> **Your goal**
Type again, exactly, the lines below from the start through the line that includes "### Description of the Change".

> **Dataset excerpts**

Issue #17, opened 2019-10-11
Allow “pulling” from an entire thread, not just a single log


sanderpick:
Users should not need to care about each log - they should just pull at the thread level. We can move the current Pull method internally as it will still be needed.

sanderpick:
Also, currently pulled records are just handed back to the caller, which is not very useful. Related to #18

PR #27, opened 2019-10-16
[WIP] Dispatcher

carsonfarmer:
### Issue or RFC Endorsed by Textile's Maintainers

Signed-off-by: Carson Farmer <carson.farmer@gmail.com>

### Description of the Change

This PR consolidates some early draft code into a more cohesive (simpler) dispatcher framework. It is based around the idea of a singleton dispatcher, which persists and dispatches events, one at a time. The dispatcher blocks until a given event has been completely 'handled', which includes all registered callbacks. From discussions with the team on Slack, it because clear that some of the transactional behavior that we had initially planned is less critical, and could be mostly handled with a simple mutex. Then, waiting for reducers (which are each run concurrently) was greatly simplified. Additionally, some nice 'nice to have' features (like multiple errors being returned etc) were added for completeness thanks to @jsign. We have 100% test coverage, and while the interfaces are likely to change still, this provides a good base upon which to start.

Depends on https://github.com/textileio/go-textile-core/pull/18.

### Alternate Designs

There were a lot of alternative options here, include a more pub/sub style system (see #17 for an example), but this implementation covers most of the anticipated uses we have at the moment. It doesn't really address _consumers_ at this stage, but that isn't really the point here anyway.

### Possible Drawbacks

This is a bit more complicated than just leaving all the concurrency up to a third-party database, but what we add in complexity, I think we gain in flexibility. Additionally, we leave a lot of flexibility and power up to the reducers here, so the effectiveness of this code does rely to some degree on the effectiveness of the registered reduces. It is hard to strictly enforce good behavior this way, but... developer beware!

### Verification Process

New tests were added to verify the new features are doing what they claim to be doing. We have 100% test coverage, which is a great place to start from.

### Release Notes

Added a dispatcher framework with well-defined reducer handling and flexible underlying event store requirements. Test coverage for dispatcher starts at 100%.

### DIFF
--- a/dispatcher/dispatcher.go
+++ b/dispatcher/dispatcher.go
@@ -23,7 +23,7 @@ var ErrPersistence = errors.New("persistence failure")
 var ErrTokenNotFound = errors.New("token not found")
 
 // Events are stored under the following db key pattern:
-// /events/<event.time><event.entityid><event.type>
+// /events/<event.entityid>/<event.time>/<event.type>
 // @todo: This is up for debate! It might make more sense to have time at the end of the key.
 // @todo: We might also want to include thread, and log information in the key?
 var baseKey = datastore.NewKey("/events")
@@ -92,8 +92,9 @@ func (d *Dispatcher) Dispatch(event dispatch.Event) error {
 	d.lock.Lock()
 	defer d.lock.Unlock()
 	var result *multierror.Error
-	key := baseKey.ChildString(string(event.Time())).ChildString(event.EntityID()).ChildString(event.Type())
+	key := baseKey.ChildString(event.EntityID()).ChildString(string(event.Time())).ChildString(event.Type())
 	// Add an Event's body to the event store as the value
+	// @todo: Should encode + dump whole Event here? Otherwise, need to parse key to extract type, time, etc...
 	if err := d.store.Put(key, event.Body()); err != nil {
 		return ErrPersistence
 	}
--- a/dispatcher/dispatcher.go
+++ b/dispatcher/dispatcher.go
@@ -1,6 +1,7 @@
 package dispatcher
 
 import (
+	"errors"
 	"sync"
 
 	"github.com/hashicorp/go-multierror"
@@ -15,16 +16,17 @@ type Token uint
 // lastID is the last ID used by the singleton Dispatcher.
 var lastID uint
 
-const (
-	// ErrPersistence means that a write to the underlying event store failed.
-	ErrPersistence = esError("persistance failure")
-	// ErrTokenNotFound means the given token was not found in the dispatcher's reducer map.
-	ErrTokenNotFound = esError("token not found")
-)
+// ErrPersistence means that a write to the underlying event store failed.
+var ErrPersistence = errors.New("persistence failure")
 
-type esError string
+// ErrTokenNotFound means the given token was not found in the dispatcher's reducer map.
+var ErrTokenNotFound = errors.New("token not found")
 
-func (e esError) Error() string { return string(e) }
+// Events are stored under the following db key pattern:
+// /events/<event.time><event.entityid><event.type>
+// @todo: This is up for debate! It might make more sense to have time at the end of the key.
+// @todo: We might also want to include thread, and log information in the key?
+var baseKey = datastore.NewKey("/events")
 
 // Dispatcher is used to dispatch events to registered reducers.
 //
@@ -70,8 +72,7 @@ func (d *Dispatcher) Register(reducer dispatch.Reducer) Token {
 	return id
 }
 
-// Deregister removes a reducer based on its token. If the token is invalid (i.e. no associated reducer),
-// this is a no-op.
+// Deregister removes a reducer based on its token. If the token is invalid it will return an error.
 func (d *Dispatcher) Deregister(token Token) error {
 	d.lock.Lock()
 	defer d.lock.Unlock()
@@ -83,15 +84,15 @@ func (d *Dispatcher) Deregister(token Token) error {
 }
 
 // Dispatch dispatches a payload to all registered reducers. It returns a multierror object, which may contain
-// zero (nil) or more errors. Errors from reducer callbacks can be safely ignored and/or retried (and are prefixed
-// with "warning"), whereas errors due to event persistence are "critical" and will be prefixed as such.
+// zero (nil) or more errors. Errors from reducer callbacks can be safely ignored and/or retried, whereas errors due
+// to event persistence (`ErrPersistence`) are likely critical, and should be handled by the caller.  If a given
+// reducer does fail, it does not affect the other reducers or event store state. It is up to the caller to catch
+// this, and rerun if/as needed.
 func (d *Dispatcher) Dispatch(event dispatch.Event) error {
 	d.lock.Lock()
 	defer d.lock.Unlock()
 	var result *multierror.Error
-	// Key format: <timestamp>/<entity-id>/<type>
-	// @todo: This is up for debate, its a 'fake' Event struct right now anyway
-	key := datastore.NewKey(string(event.Time())).ChildString(event.EntityID()).ChildString(event.Type())
+	key := baseKey.ChildString(string(event.Time())).ChildString(event.EntityID()).ChildString(event.Type())
 	// Add an Event's body to the event store as the value
 	if err := d.store.Put(key, event.Body()); err != nil {
 		return ErrPersistence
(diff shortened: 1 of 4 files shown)


dispatcher/dispatcher.go
```diff
@@ -0,0 +1,128 @@
...
+	}
+	if result != nil {
+		return result.ErrorOrNil()
+	}
+	return nil
+}
+
+// Query searches the internal event store and returns a query result. This is a proxy to the underlying event store's
+// Query method.
+func (d *Dispatcher) Query(query query.Query) (query.Results, error) {
```
carsonfarmer: We might need to add an additional Replay method at some point, but for now I'm leaving it out to avoid over-engineering things.

carsonfarmer:
As with https://github.com/textileio/go-textile-core/pull/18 I'm getting this in early for some discussion. Much of the implementation details here could change depending on what we do with core.

dispatcher/dispatcher.go
```diff
@@ -0,0 +1,128 @@
...
+const (
+	// ErrPersistence means that a write to the underlying event store failed.
+	ErrPersistence = esError("persistance failure")
+	// ErrTokenNotFound means the given token was not found in the dispatcher's reducer map.
+	ErrTokenNotFound = esError("token not found")
+)
+
+type esError string
+
+func (e esError) Error() string { return string(e) }
```
jsign: Are you using this style of error defining compared to `errors.New()` for some reason?

dispatcher/dispatcher.go
```diff
@@ -0,0 +1,128 @@
...
+	d.lock.Lock()
+	defer d.lock.Unlock()
+	lastID++
+	id := Token(lastID)
+	d.reducers[id] = reducer
+	return id
+}
+
+// Deregister removes a reducer based on its token. If the token is invalid (i.e. no associated reducer),
+// this is a no-op.
```
jsign: I think it isn't a `no-op` action since it errors when the token is invalid or already removed. Maybe I understand no-op in a different way.

Not strong opinions about if should return an error or not. I mostly prefer not in these cases, but I don't have a strong argument.

dispatcher/dispatcher.go
```diff
@@ -0,0 +1,128 @@
...
+	if _, ok := d.reducers[token]; !ok {
+		return ErrTokenNotFound
+	}
+	delete(d.reducers, token)
+	return nil
+}
+
+// Dispatch dispatches a payload to all registered reducers. It returns a multierror object, which may contain
+// zero (nil) or more errors. Errors from reducer callbacks can be safely ignored and/or retried (and are prefixed
+// with "warning"), whereas errors due to event persistence are "critical" and will be prefixed as such.
```
jsign: When you refer to `critical` prefix, you mean that the error message has a `critical: ` prefix? That should be in `ErrPersistence`? If this prefix should be used by the caller, I think maybe nicer to return a typed error to avoid parsing messages (if I understood correctly)

dispatcher/dispatcher.go
```diff
@@ -0,0 +1,128 @@
...
+func (d *Dispatcher) Dispatch(event dispatch.Event) error {
+	d.lock.Lock()
+	defer d.lock.Unlock()
+	var result *multierror.Error
+	// Key format: <timestamp>/<entity-id>/<type>
+	// @todo: This is up for debate, its a 'fake' Event struct right now anyway
+	key := datastore.NewKey(string(event.Time())).ChildString(event.EntityID()).ChildString(event.Type())
```
jsign: I would presume the `datastore` per application can be shared, so I think is a good idea to create a prefix key for the dispatcher. Like always starting with `/dispatcher` prefix in the keys to avoid a collision.

jsign: I'm not sure about the `event.Time()` value is safe to use in a key... still don't have the full picture. Couldn't this value cause collisions?

dispatcher/dispatcher.go
```diff
@@ -0,0 +1,128 @@
...
+			if err := r.Reduce(event); err != nil {
+				errChan <- multierror.Prefix(err, "warning")
+			}
+		}(reducer)
+	}
+	wg.Wait()
+	// Close and then read from error channel to put into multierror
+	close(errChan)
+	for err := range errChan {
+		result = multierror.Append(result, err)
```
jsign: TBH, never used multierror; seems neat.
I wonder how it would really be used by the caller. Maybe just for logging, since they can't do much about it. If it was typed-error multierror maybe we could provide more info like the token of the reducer that failed. 

Maybe later when using it we can have more insight.

dispatcher/dispatcher.go
carsonfarmer: I read about it here: https://dave.cheney.net/2016/04/07/constant-errors

dispatcher/dispatcher.go
carsonfarmer: Ah yes, leftover comment... its no longer a no-op!

carsonfarmer: I like the error here because if you were expecting to remove something and its not there, I feel like you need to know that...

dispatcher/dispatcher.go
jsign: I supposed ;), that's a kind of well-known discussion in the Go world. To be honest, I'm from the school that thinks that if you include a malicious party dependency in your code, you'll be screwed up anyway. (as per `io.EOF` isn't constant example)

dispatcher/dispatcher.go
carsonfarmer: This is a good idea. I hadn't thought that you'd share the store, but you totally could.

jsign: Here's an example I did in the Keyboof if helps: https://github.com/textileio/go-textile-threads/blob/master/tstoreds/keybook.go

jsign: But `event.Time()` is the time of event generation or when was received by the current node?

dispatcher/dispatcher.go
carsonfarmer: Yeh, initially did it this way so that if the caller didn't know about multierror, they'd still be good (its just an error afterall)... but since we're moving this into threads, we _could_ just return the typed multierror... might as well right?

dispatcher/dispatcher.go
carsonfarmer: Ah another leftover comment I think. I'll remove that. We're returning the constant errors now instead.

dispatcher/dispatcher.go
jsign: Can be an option. But never thought about much about multierror semantics really. 
Also, not sure what consequences has a failed reducer. (The event will retry? is this fatal to the application state (since other reducers might succeed)? maybe is about defining the reducer semantics and bounded-context of state between them in docs to avoid possible pitfalls)

dispatcher/dispatcher.go
carsonfarmer: Time of event generation.

dispatcher/dispatcher.go
carsonfarmer: Yeh this needs to be thought through a lot more I think. In theory, it should probably be retried, but I wondered if that should be left up to the caller, or if we should provide some retry facilities directly... or... I _think_ intuitively you're right about simply documenting things. Something along the lines of, if a given reducer fails, it does not affect the other reducers or event store state. It is up to the caller to catch this, and rerun if/as needed? But dunno for sure.

dispatcher/dispatcher.go
carsonfarmer: So then are you advocating to just use something like the following?
```
// ErrPersistence means that a write to the underlying event store failed.
ErrPersistence = errors.New("persistence failure")
```

carsonfarmer: Also noticed a spelling error there

dispatcher/dispatcher.go
carsonfarmer: We can't guarantee that a given reducer is idempotent (it probably isn't), so rerunning reducers that _didn't_ fail is bad...

dispatcher/dispatcher.go
jsign: Only saying that's a usual idiomatic way to define sentinel errors. Your implementation based on Dave's argument is totally correct from the standpoint of const vs var... so, no strong claim here.

dispatcher/dispatcher.go
jsign: I guess it depends on what guides you tell the developer. If isn't idempotent, I agree totally. But if that's the case, this means that the reducer is in a fatal state?

carsonfarmer: I'm going to leave this as a default error for now, but we can expose it more explicitly later if we want.

carsonfarmer:
Closing this in favor of ongoing work in https://github.com/textileio/go-eventstore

> **Answer space**
Issue #17, opened 2019-10-11
Allow “pulling” from an entire thread, not just a single log


sanderpick:
Users should not need to care about each log - they should just pull at the thread level. We can move the current Pull method internally as it will still be needed.

sanderpick:
Also, currently pulled records are just handed back to the caller, which is not very useful. Related to #18

PR #27, opened 2019-10-16
[WIP] Dispatcher

carsonfarmer:
### Issue or RFC Endorsed by Textile's Maintainers

Signed-off-by: Carson Farmer <carson.farmer@gmail.com>

### Description of the Change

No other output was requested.